This paradox is named the horizon problem. Another conceptual problem is named the flatness problem. It appears from all our present cosmological data that our Universe is spatially flat, namely that the cosmological parameter Ω is nearly equal to 1. Why is that so? Who prepared once again the initial conditions in such a precise way as to make Ω exactly equal to one?
The answer to both problems can be provided by the scenario of a primeval cosmic inflation.
As we observed in Sect. 5.6.1, during a phase of exponential expansion of the scale factor the horizon scale remains constant so that, assuming the existence of such a phase in our remote past, explains how a single causally connected region could split into many apparently disconnected ones. Similarly as we will see in the sequel we can argue that the Universe always exits flat from an exponential expansion phase irrespectively of the spatial curvature it had when it entered such a phase.

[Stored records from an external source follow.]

Issue #1330, opened 2023-03-28
avrdude memory type enhancement


stefanrueger:
There isn't really a good authority how the memory should be called that houses the lock bits. Neither the data sheets nor the atdf files have a systematic way of naming. AVRDUDE calls these memories `lock` unless it's a `TPI` part (t4, t5, ..., t40, t102, t104), in which case it's `lockbits`. 

*Or* and that's the surprising bit: if it's the ATmega406 then this memory is *also* called `lockbits`.

Any rhyme or reason?

dl8dtl:
No idea, and actually, I've never even held an ATmega406 in my fingers. It's a quite exotic part – even though it's still in production these days.

The datasheets of the non-Xmega AVRs call it "lock bit byte", the Xmegas call it "lock bit register".

stefanrueger:
And the ATDFs call that register variously,  `lockbit`  (241x), `lockbits` (45x, Xmegas) and (... wait for it ...) `key` (37x, Dx). 

How about calling the ATmega406's memory `lock` in `avrdude.conf.in` based on the strength of the datasheet that also calls that byte `lock bit byte`. It doesn't terribly matter, but it's kinda a bit more systematic. What actually should happen is that there ought to be an int parameter in each memory section whose bits tell us what the function of that memory is. This saves "AVRDUDE" from faffing around with quite a few `strcmp()` to figure that out, eg, `MEM_IS_FLASH` would be set for apptable, application, boot and flash, whilst the various fuses would have `MEM_IS_CONFIG` or similar. Mucho eleganto.

![Screenshot from 2023-03-28 21-01-18](https://user-images.githubusercontent.com/14282046/228354148-4f520f19-61cd-4a49-bede-18150f71c092.png)

dl8dtl:
> How about calling the ATmega406's memory `lock`

I am always hesitant to change things that have alway^H^H^H^H^Hfor a long time been the way they are. You never know whom you might shoot into the foot with renaming things. Frankly, I don't even have the slightest idea whether there's even a single ATmega406 AVRDUDE user – but I am sure, if you gratuitously rename things (even if for a good reason), you might suddenly learn how many active users of it have already been out there. :-)

That's opensource life: if something works, you'll (almost) never hear about it from the users.

stefanrueger:
> for a long time been the way they are

Fair point as to external representation.

[...]

PR #1482, opened 2023-08-06
Replace string comparison functions

MCUdude:
This PR replaces the `strcmp`/`strncmp`/`strcasecmp`/`strncmp` string comparison functions with Avrdude's own `str_eq`/`str_starts`/`str_caseeq` etc.

I've so far only modified `jtag3.c`, `stk500v2.c`, `jtagmkii.c` and `jtagmki.c`, but I can go through the entire code base if that's OK. When grepping for `strcmp` or `strncmp`, I realize there aren't that many occurrences left in the codebase.

I've also slightly simplified the way jtag3/jtagmkii/jtagmki/stk500v2 deals with the various fuses.

### DIFF
--- a/src/avr910.c
+++ b/src/avr910.c
@@ -403,7 +403,7 @@ static int avr910_write_byte(const PROGRAMMER *pgm, const AVRPART *p, const AVRM
 {
   char cmd[2];
 
-  if (strcmp(m->desc, "flash") == 0) {
+  if (str_eq(m->desc, "flash")) {
     if (addr & 0x01) {
       cmd[0] = 'C';             /* Write Program Mem high byte */
     }
@@ -413,7 +413,7 @@ static int avr910_write_byte(const PROGRAMMER *pgm, const AVRPART *p, const AVRM
 
     addr >>= 1;
   }
-  else if (strcmp(m->desc, "eeprom") == 0) {
+  else if (str_eq(m->desc, "eeprom")) {
     cmd[0] = 'D';
   }
   else {
@@ -468,11 +468,11 @@ static int avr910_read_byte_eeprom(const PROGRAMMER *pgm, const AVRPART *p, cons
 static int avr910_read_byte(const PROGRAMMER *pgm, const AVRPART *p, const AVRMEM *m,
                             unsigned long addr, unsigned char * value)
 {
-  if (strcmp(m->desc, "flash") == 0) {
+  if (str_eq(m->desc, "flash")) {
     return avr910_read_byte_flash(pgm, p, m, addr, value);
   }
 
-  if (strcmp(m->desc, "eeprom") == 0) {
+  if (str_eq(m->desc, "eeprom")) {
     return avr910_read_byte_eeprom(pgm, p, m, addr, value);
   }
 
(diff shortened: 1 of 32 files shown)


stefanrueger:
Thanks for the PR, @MCUdude. I have been meaning to replace most string comparisons with memories with testing bits in a new `mem_type` descriptor, see https://github.com/avrdudes/avrdude/issues/1330#issuecomment-1487579845 So, as an advance warning, some of the work that this PR does might be undone at some point if I get round to deal with #1330

MCUdude:
That's totally fine @stefanrueger! Several other string comparisons are still done "the old way" that could be replaced. If you think you'll accept the PR once I'm finished, I can continue replacing the rest of the string comparisons in the other files as well, and deal with irregular formatting if I come across it.

stefanrueger:
Thanks @MCUdude. Yes, the PR looks fine. I might have chosen a less permissive variant instead of `str_contains(m->desc, "fuse")` sth along the lines of
```
  strlen(m->desc) <= 5 && (str_ends(m->desc, "fuse") || str_begins(m->desc, "fuse"))
```
that entertains the likes of "fuse", "fuse0" and "lfuse" but it's also OK as is. Unlikely Micochip will invent a memory `pwroffuse` or similar that contains "fuse" but isn't one.

MCUdude:
> I might have chosen a less permissive variant instead of `str_contains(m->desc, "fuse")` sth along the lines of

Good idea! I ended up using the following code instead, that's a little more compact but still does the same thing:
```c
else if (str_contains(mem->desc, "fuse") && strlen(mem->desc) <= 5) 
```

I've updated the PR and replaced (almost) all strcmp/strncmp/strstr function calls. There are still a few left that I didn't dare to touch in case I screwed up something.

stefanrueger:
> a little more compact but still does the same thing

Well spotted!

Best to leave `avrintel.c` alone: it's written by a program that creates the relevant tables from .atdf files and other sources of knowledge incl errata.

stefanrueger:
> There are still a few [strcmp] left

Yes, some are actually needed to facilitate sorting, ie, provide an int that can be negative, postitive or zero.

MCUdude:
> Best to leave avrintel.c alone: it's written by a program that creates the relevant tables from .atdf files and other sources of knowledge incl errata.

Yes, I realized that shortly after pushing the commit. Fixed!
BTW, would it be a good idea to upload the `mkavrintel.pl` script into the `tools` folder in this repo? Using that script is the only sensible way to update the avrintel.c/h files.

> Yes, some are actually needed to facilitate sorting, ie, provide an int that can be negative, postitive or zero.

I've tried to be as careful as I can and left strcmp/strncmp where ever non-boolean value (or a returned pointer) is needed.

stefanrueger:
> upload the mkavrintel.pl script into the tools folder

It's a complex, grown, haphazard project on its own with a lot of source files (incl avrlib, .atdf files) hand-curated errata lists in, ahem, perl that famously is one of the few languages that is easier to write than to read. `mkavrintel.c` relies on the output of other meta-programmes. The world is a better place with this program hidden away. It's better for my streed-cred as a programmer, too. ;)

Hence an exponential inflation provides a generic mechanism able to solve the conceptual problems of cosmology. The question is: which kind of matter can provide the means of realizing such an inflationary phase. The answer is simple enough. It suffices to have a microscopic dynamical theory that besides other fields includes also scalar ones, self-interacting through the presence of some potential. In the next section we will see that the requirements on the structure of the potential in order to realize a reasonable inflationary phase are rather mild and generic. This implies that the inflationary universe scenario is robust.
5.8 Cosmic Evolution with a Scalar Field: The Basis for Inflation
The dynamical basis of inflation is fairly simple. The paradigm is provided by the simple model of a scalar field ϕ(x) interacting with gravity and with itself by means of some potential V (ϕ).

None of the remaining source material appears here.